# Blue tape leaving hue



## biggerman (Jul 3, 2016)

Hey all,
I've been trying to "up" my skills and I've noticed when I remove blue tape from a smooth, semi-gloss acrylic enamel surface, I see a hue where the tape was. Any idea how to remove this? Is it minuscule residue from the tape or something else?


----------



## CApainter (Jun 29, 2007)

biggerman said:


> Hey all,
> I've been trying to "up" my skills and I've noticed when I remove blue tape from a smooth, semi-gloss acrylic enamel surface, I see a hue where the tape was. Any idea how to remove this? Is it minuscule residue from the tape or something else?

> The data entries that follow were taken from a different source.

PR #112, opened 2021-02-05
Remove discover_characteristics_in_range.

qwandor:
It was either unimplemented or did exactly the same as discover_characteristics.


qdot:
Looks like this broke on linux, where something was actually using the _start/_end parameters (despite them being prepended with _ 😒)

qwandor:
Whoops, I thought I tested that. Fixed now.

qdot:
'sall good, I use CI as my linux tester constantly. >.>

Unless there's an absolute need to apply tape over a newly painted surface in order to paint a contrasting color next to it, it shouldn't be practiced in my opinion. Unless, the newly applied paint is thoroughly cured. Have you tried frog tape, and does it do the same thing?

I know it's a common practice for interior spray projects to mask the trim after spraying them with enamel, then spraying flat on the walls. If I were to do that, i would want to use the most passive tape possible, in terms of adhesion.


----------



## ridesarize (Jun 19, 2012)

biggerman said:


> Hey all,
> I've been trying to "up" my skills and I've noticed when I remove blue tape from a smooth, semi-gloss acrylic enamel surface, I see a hue where the tape was. Any idea how to remove this? Is it minuscule residue from the tape or something else?

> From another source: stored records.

PR #113, opened 2021-02-05
Replace request and command with a single write method.

### LINKED ISSUE #111: What do we want to do with Write vs. WriteWithResponse?
API bikeshedding time! Breaking out the discussion from #110 over here.

btleplug inherited its method names from rumble, which made some odd choices, I'm guessing either driven by bluez or the bluetooth spec. Request is basically WriteWithoutResponse, while Command I think is WriteWithResponse?

Anyways, in the new API, I think it'd be nice to collapse these to just write, as @qwandor mentioned. I think we *do* need to support both w/ and w/o response, possibly via a boolean argument, as multiple platforms can handle this capability (here's my old C# UWP code for handling that: https://github.com/buttplugio/buttplug-csharp/blob/master/Buttplug.Server.Managers.UWPBluetoothManager/UWPBluetoothDeviceInterface.cs#L296), and there are devices that expose both characteristic properties.

In my libraries that live on top of this, I have a full Write options object that can be built, but that's because I have to support Bluetooth/Serial/USB/god knows what else. This signature could probably just be `write(data: &[u8], write_with_response: bool)`? Or we could just have write/write_with_response methods (this might actually be clearer). If someone requests a type a characteristic doesn't handle, we throw an error.

qwandor:
This is hopefully easier to understand, and more similar to other GATT APIs.

It appears that the write types were backwards on Mac OS before, so this also fixes that.

I don't have a Windows machine to build on, so I haven't been able to implement this on Windows.

Fixes #111.

### DIFF
--- a/src/bluez/adapter/peripheral.rs
+++ b/src/bluez/adapter/peripheral.rs
@@ -23,7 +23,7 @@ use crate::{
     api::{
         AdapterManager, AddressType, BDAddr, CentralEvent, CharPropFlags, Characteristic,
         NotificationHandler, Peripheral as ApiPeripheral, PeripheralProperties, ValueNotification,
-        WriteKind, UUID,
+        WriteType, UUID,
     },
     bluez::{
         bluez_dbus::device::OrgBluezDevice1, bluez_dbus::device::OrgBluezDevice1Properties,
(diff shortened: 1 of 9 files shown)


qwandor:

I would first try wiping with warm water, or using dish soap and warm water, since it's pretty safe to your semi gloss. .I haven't had to remedy this issue often.

If that doesn't work you can try a cleaner like goof off, or krud kutter adhesive remover. These have a moderate risk of marring your paint so do a test spot first. 
There are lots more brands, and chances are there's one that is milder which would be better. 
There's also mineral spirits but it's stinky, and also can mar or melt your paint if you're not careful. Dispose of mineral spirits rags into water before throwing away to avoid spontaneous combustion.


----------



## MikeCalifornia (Aug 26, 2012)

Ouch, don't use chemicals? I don't think its adhesive that is being left behind, but most likely an imprint of the tape itself to the fresh coating causing a dulling effect. Most likely you will be painting them again, sorry to say.


----------



## Woodco (Nov 19, 2016)

How long after painting the trim are you applying the tape? Also,l how long was the tape up for? You might just have bad tape too. Not all blue tapes are equal.


----------



## biggerman (Jul 3, 2016)

Thanks for the replies. The surface it was adhered to was fully cured. The tape was 3m Blue Original. The tape was adhered for apprx. 6 hours.


----------



## Haris (Aug 23, 2017)

Try yellow frog tape next time, that should solve your problem.


----------



## PACman (Oct 24, 2014)

What paint was it? I've seen the 3m blue tape with the "edge sealing" technology do that quite frequently on some lower quality (but very overpriced!) paints. The Frog tape even does it on certain brands. (not going to say which, i want to know from you. If i say so and so paint does such and such, people get ticked off at me for pointing out how bad Sher.......ALMOST!)


----------



## biggerman (Jul 3, 2016)

It wasn't Sher..almost! I believe I've been through that brand and left it in my wake. It was a brand starting with a K and ending with a an E. I don't paint cars, and I'm not educated on the properties of finer "less commercially advertised" paint. I've just recently started checking out EMTech lacquers. I've never heard of them except though a thread such as this. Great product in my opinion and on par with prices per gallon from what I'm used to paying. I may switch to pigmented lacquer sometime soon. Some companies (such as my own) don't have their names out there for the public, sometimes for good reasons.. so I don't know of any other CA approved water base paints except those from local paint stores. 
I don't think it's the paint tough. I think it's quite possibly user error (did I just say that?) I didn't tape to a break.. like I should have or paper up and out of the way. I taped up 4" and shot small enough fan pattern but the fog/mist may have settled outside my tape line.


----------



## PACman (Oct 24, 2014)

biggerman said:


> It wasn't Sher..almost! I believe I've been through that brand and left it in my wake. It was a brand starting with a K and ending with a an E. I don't paint cars, and I'm not educated on the properties of finer "less commercially advertised" paint. I've just recently started checking out EMTech lacquers. I've never heard of them except though a thread such as this. Great product in my opinion and on par with prices per gallon from what I'm used to paying. I may switch to pigmented lacquer sometime soon. Some companies (such as my own) don't have their names out there for the public, sometimes for good reasons.. so I don't know of any other CA approved water base paints except those from local paint stores.
> I don't think it's the paint tough. I think it's quite possibly user error (did I just say that?) I didn't tape to a break.. like I should have or paper up and out of the way. I taped up 4" and shot small enough fan pattern but the fog/mist may have settled outside my tape line.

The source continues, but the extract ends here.